I am trying to get an idea of the $$ for an exterior scaffolding rental and installation for a bid. I know that is like a customer asking how much it would be to paint my house so I will try to give as much info as is possible. 

- 4200 s/f house
- Cedar shingle restoration
- Slate roof so I need to access some dormers and peaks set back from gutter line.
- That front peak is 40 LF by 52' high

pics:


----------



## PressurePros (May 6, 2007)

Overview of house.. aerial view


----------



## RH (Sep 7, 2010)

Ken,
Back when I did exteriors my go to guy for scaffolding would come to a job site and give me an estimate (plus some suggestions for tricky areas). Perhaps that's an option for you?

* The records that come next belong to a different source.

PR #3309, opened 2023-12-12
feat(aws-smithy-runtime): introduce `tls-rustls-webpki` feature

rvolosatovs:
## Motivation and Context
This allows (eventually) for downstream crates to not depend on native CA bundle, but rather use https://docs.rs/webpki-roots/latest/webpki_roots/

This is especially important, because on platforms where native CA bundle is missing, currently-used `hyper-rustls` panics at runtime (latest release uses version prior to https://github.com/rustls/hyper-rustls/commit/77154daea8663b9fd5263e70119ad145a050895e)

## Description

Provide a feature flag, which gives downstream developers a choice of the PKI bundle

## Testing
`cargo test` in respective crates with the new features (and old)

## Checklist

----

### DIFF
--- a/CHANGELOG.next.toml
+++ b/CHANGELOG.next.toml
@@ -97,3 +97,15 @@ message = "[`Number`](https://docs.rs/aws-smithy-types/latest/aws_smithy_types/e
 references = ["smithy-rs#3294"]
 meta = { "breaking" = false, "tada" = false, "bug" = false, "target" = "all" }
 author = "rcoh"
+
+[[aws-smithy-runtime]]
+message = "`rustls-webpki` feature is now available to use [`webpki-roots`](https://docs.rs/webpki-roots/latest/webpki_roots/) CA bundle rather than native one"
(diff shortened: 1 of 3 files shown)


jdisanti:
Hey, thank you for taking the time to make this contribution!

Unfortunately, this isn't the approach we want to take for this. The problem with doing this via features is that the behavior becomes ambiguous in the case where both features are enabled, and other libraries could subtly break your TLS configuration depending on what features they enable. This kind of thing really needs to be explicit.

Addressing this will require some design. You're welcome to write a RFC in the design/rfcs directory if you still want to contribute this.

ysaito1001:
> because on platforms where native CA bundle is missing, currently-used hyper-rustls panics at runtime 

This has been addressed as of [release-2023-12-12](https://github.com/awslabs/aws-sdk-rust/releases/tag/release-2023-12-12), i.e. loading native CA bundle will be delayed and only happen if the default HTTP client is not overridden.

PR #3314, opened 2023-12-13
Add daily credentials verification workflow

ysaito1001:
## Motivation and Context
Adds a daily credentials verification workflow

## Description
We rotate credentials manually. Those credentials are `RELEASE_AUTOMATION_BOT_CRATESIO_TOKEN` and `RELEASE_AUTOMATION_BOT_PAT`. While the validity of those credentials are checked during dry-runs of [the release workflow](https://github.com/smithy-lang/smithy-rs/blob/main/.github/workflows/release.yml) we've had instances where a dry-run failed because it was not idempotent and we nevertheless kicked off a production run, only to find out the token was invalid. This raises the need for daily credentials verification, and the PR adds one.

The workflow will check the validly of two credentials `RELEASE_AUTOMATION_BOT_CRATESIO_TOKEN` and `RELEASE_AUTOMATION_BOT_PAT`, each checked by a separate job. Upon failure, a job will notify us as follows:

Nowadays, for my interior work, I can pretty much estimate it myself.


----------



## straight_lines (Oct 17, 2007)

Ken my guestimate would be 15-1800. Set up and rental but would depend on how many weeks you would need it.


----------



## PressurePros (May 6, 2007)

Ouch.. ten K for scaffold.


----------



## straight_lines (Oct 17, 2007)

50' lift would be about 900 a week iirc.


----------



## RH (Sep 7, 2010)

PressurePros said:


> Ouch.. ten K for scaffold.


Is that a bid you got? Ouch is right.


----------



## Schmidt & Co. (Nov 6, 2008)

researchhound said:


> Ken,
> Back when I did exteriors my go to guy for scaffolding would come to a job site and give me an estimate (plus some suggestions for tricky areas). Perhaps that's an option for you?

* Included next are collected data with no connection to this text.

PR #3317, opened 2023-12-13
Allow `publisher` to put downgraded crates into `gradle.properties`

ysaito1001:
## Motivation and Context
We are currently in a circumstance where we need to publish `0.60.1` unstable runtime crates even though `0.61.0` were published to `crates.io` in the previous release.

## Description
This PR allows `publisher` to specify downgraded runtime crate versions in `gradle.properties` via the `--allow-downgrade` flag and updates a script `upgrade-gradle-properties` to use that flag. This is a bare minimum change in that we could update a release workflow to have a new checkbox whether we allow downgrade or not and thread through that value to the `upgrade-gradle-properties` script, instead of directly specifying like so.

## Testing
Added unit tests for `publisher` and manually ran `publisher upgrade-runtime-crates-version` with `--allow-downgrade` to check the functionality.

----


ysaito1001:
Closing this on behalf of PR3316

PR #3325, opened 2023-12-15
Move `Metadata` config bag type into a stable crate

jdisanti:
This issue addresses a semver compatibility problem similar to the one described in #3318, except for the `aws_smithy_http::operation::Metadata` type.

----


ysaito1001 (commented):
LGTM. Will approve once `CHANGELOG.next.toml` has been updated.

ysaito1001 (approved):
It this kind of chicken-egg problem in terms of `cargo semver-checks`? We need move `Metadata` to a stable crate so we can eventually bump a minior version for `aws-smithy-http` from `0.60.1` to `0.61.0`. But to `cargo semver-checks`, this is a breaking change as a pub item has been moved, requiring us to have `0.61.0` for `aws-smithy-http` with this change. But I suppose we can override what the tool says for this particular instance and claim that this is necessary for the grand scheme of things.

rcoh (approved):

Thats what I would do. I own all my own scaffolding now, but have had guys out to estimate swing staging in the past. Get a price, mark it up and there you go. In Chicago, these http://www.chicagoscaffolding.com/index.html are the guys to go to.


----------



## PressurePros (May 6, 2007)

I have no choice but to go the route of 60' articulating. I would have preferred the scaffold but that would double the cost of the job and this guy isn't going to pay over $23 K for the work (house wash, deck and carriage house included). The thing I don't like about extended lift rental is the per day charge if it sits around during extended rain. Thanks guys!


----------



## Msargent (Jan 16, 2009)

Ken I hope you at the bare minumum sheets of plywood? For it to sit on and keep oil from dripping but the grass few sheets any ways


----------



## plainpainter (Nov 6, 2007)

It doesn't look that bad, I can't believe that peak is 52' high. The only really tricky part is the dormer. I'd get some roofer familiar with slate to take off a few slate shingles so you can put up those roof jacks and some planks around the dormer.


----------



## Oden (Feb 8, 2012)

Making the moves with the boom-easey. Saving the grass-not so much.


----------



## DeanV (Apr 18, 2007)

If the shakes are 6", I give the peak a 41.5' height, or a little more. 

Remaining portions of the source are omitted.